The task » Would you please copy every line below that includes the string "split"?

Exercise material »
PR #12186, opened 2025-11-13
refactor: split make phase

hardfist:
## Summary
split make phase into build_module_graph and collect_build_module_graph_effects phase which makes artifacts no overlap and has more accurate meaning
* build_module_graph: build module graph
* collect_build_module_graph_effects: collect diagnostics & mutations

Followup:
* change collect_build_module_graph_effects to access &Compilation

## Checklist

### DIFF
--- a/crates/rspack_core/src/compiler/rebuild.rs
+++ b/crates/rspack_core/src/compiler/rebuild.rs
@@ -83,7 +83,7 @@ impl Compiler {
         .mutations_readable(IncrementalPasses::MAKE)
       {
         // copy field from old compilation
-        // make stage used
+        // build_module_graph stage used
         self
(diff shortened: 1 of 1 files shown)


crates/rspack_core/src/compiler/mod.rs
```diff
@@ -252,9 +252,7 @@ impl Compiler {
 
     Ok(())
   }
-
-  #[instrument("Compiler:compile", target=TRACING_BENCH_TARGET,skip_all)]
```
stormslowly, line 256: Should we add the instrument back?

hardfist: yes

Exercise solution »
refactor: split make phase
split make phase into build_module_graph and collect_build_module_graph_effects phase which makes artifacts no overlap and has more accurate meaning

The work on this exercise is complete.